The Courage of Oedipus

I

The Unberable Lightness of Being. I recall having read it. I recall having said something about not liking reading it but loving having read it–I didn’t know what I was trying to say. I was trying to say something witty about how I felt while, and how I felt after.Wondering is a large part of existence–what the fuck do any of us know about existence? But I do know my existence, perhaps better than I do my being?

I have forgotten what the differences between being and existence were for the Existentialists. [I think the difference here is that this a posture for me the author, although it is not for me the narrator or expositor, whichever one it is for you.]

What if I were a character in one of his novels? I am a character in my writing. Everyone is a character in his or her life–the world, the stage, they are interchangeable. Context is improvisation; each of us does play many, many parts. Who would I be, though? Who could I become? Who would be with me, who would I be with? She?

The most spoken pronoun in the mirror, which is it—I or you? He and she? What about him and her? She who is with him, she who is near him, she who stays over his apartment until morning, they are having coffee when she asks what she asks how she asks it of him. He who is–I am already many as I have said elsewhere before and elsewhere afterwards.

I am he and I am she; I could be either if I were either other; both? Simultaneity? Identity––crises in identity come from a misapprehension of Self.

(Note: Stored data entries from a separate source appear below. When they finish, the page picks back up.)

PR #1052, opened 2026-08-05
Refresh LKG and record the sklearn 1.9 forest behavior change

kbattocchi:
**Stacked on #1051** — base is `kebatt/doctest-drop-ellipses`, so review that first.

This updates `lkg.txt` to use scikit-learn 1.9 (from 1.8), and updates one doctest that needs to change as a result. The updated lkg.txt is the one generated from yesterday's nightly run.

The reason to address this now is that our nightlies are failing due to an sklearn change in 1.9 that changes some values in doctests; this change is actually an improvement: sklearn 1.9 changed `RandomForest`/`ExtraTrees` to use `sample_weight` when drawing the bootstrap sample, rather than forwarding the weights alongside a uniform mask. `NonParamDML` is maximally exposed, because its final-stage weights are literally `T_res**2` and therefore highly skewed, so we need to update one array in our doctests:

```
array([0.35318, 1.28760, 0.83506])  ->  array([0.22215931, 1.6484125 , 0.9278963 ])
```

### DIFF
--- a/econml/dml/dml.py
+++ b/econml/dml/dml.py
@@ -1597,7 +1597,7 @@ class NonParamDML(_BaseDML):
         est.fit(y, T, X=X, W=None)
 
     >>> est.effect(X[:3])
-    array([0.35318, 1.28760, 0.83506])
+    array([0.22215931, 1.6484125 , 0.9278963 ])
     """
 
     def __init__(self, *,
--- a/lkg.txt
+++ b/lkg.txt
@@ -1,32 +1,34 @@
-Cython==3.2.4
+Cython==3.2.9
 Jinja2==3.1.6
 MarkupSafe==3.0.3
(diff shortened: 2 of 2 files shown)


kbattocchi:
Heads-up on CI coverage for this PR: `ci.yml` only triggers on `pull_request` targeting `main`

```yaml
on:
  pull_request:
    branches:
      - main
```

When using the new stacked PR feature on GitHub, this should be okay (because it treats each PR in the stack as if it targets the base of the bottom PR) but we'll have to see whether there are any catches (e.g. I created this stack using the web interface after the fact, so maybe CI won't trigger until there's another push to this PR).

In the future we may want to consider further changes in light of the guidance [here](https://docs.github.com/en/pull-requests/how-tos/merge-and-close-pull-requests/optimizing-ci-for-stacked-pull-requests), in particular around not running our full matrix for each PR in the stack each time a PR is merged.

kbattocchi:
Closing in favor of a new approach in #1055; I'll grab the doctest updates from here and include them in a commit there.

Is it courage? You don’t think it would take courage. Would it have to be something else before he got to the stage of doing the deed which would require this courage? There would have to be courage of convictions, a sense of duty or responsibility that would go before this cutting out of the eyes. None of us have what Oedipus had. We can’t conceive of what he does. Can you? I know I can’t, not really, what would I do? Do I think I could do what he did? No. We talk-talk around the idea of responsibility, but so long as it is another person who needs to take it, or how we do take responsibility but in words that circle around the notion without ever penetrating to the heart of the idea—ideas have hearts and sinew and flesh and blood and we have to have blood—how many bloodless fools do we listen to–.there isn’t nor has there ever been any age, any culture, any society more full of shit than this one today here in America. We stink through future ages, for all the world to smell. I’m sick. Shit shit and more shit everywhere shit, a river of shit I am floating in without a paddle, upstream in a river of shit—would it matter if down stream? I read it when I was he another me I was an undergraduate.

He had discovered existentialism when he was a young college student, reading Sartre, De Beauvoir, Marcel, and Camus. I read the same as you might have suspected. I read them in college where and when I first contacted them, thinking to myself that I was an Existentialist, saying this I can’t imagine how many times–no one I went to school with thought of himself or herself as an Existentialist. What does it mean to say this? But I was an Existentialist–I am one now, if I were pushed to say what philosophical camp I belonged in.

[Why do I think ‘in’ is more appropriate to end a sentence with than ‘to?’ This is not the same as ending a sentence with the preposition itself functioning as a preposition and not as the name of the grammatical unit, thus a noun. I do think it is okay to end a sentence with ‘in’ and not ‘to.’]

II

He says so much, writes so much . . . he forgets so much. Who is he? You ask again. How often do I refer to me as He? But what about this courage of Oedipus thing? He used to ask the same question of himself in the mirror every morning, sometimes addressing himself as he, sometimes as you . . . who she is, he has asked too before, but no questioning now. He wonders who she is but doesn’t take the time to further his inquiry–he wonders and that’s all of it, no more, just wonder without question without answer. He no longer asks, hasn’t for a long time. He hasn’t asked why not for slightly less. He is who he is, he says. He has said this for some time. He has not cared much about explaining for almost as long.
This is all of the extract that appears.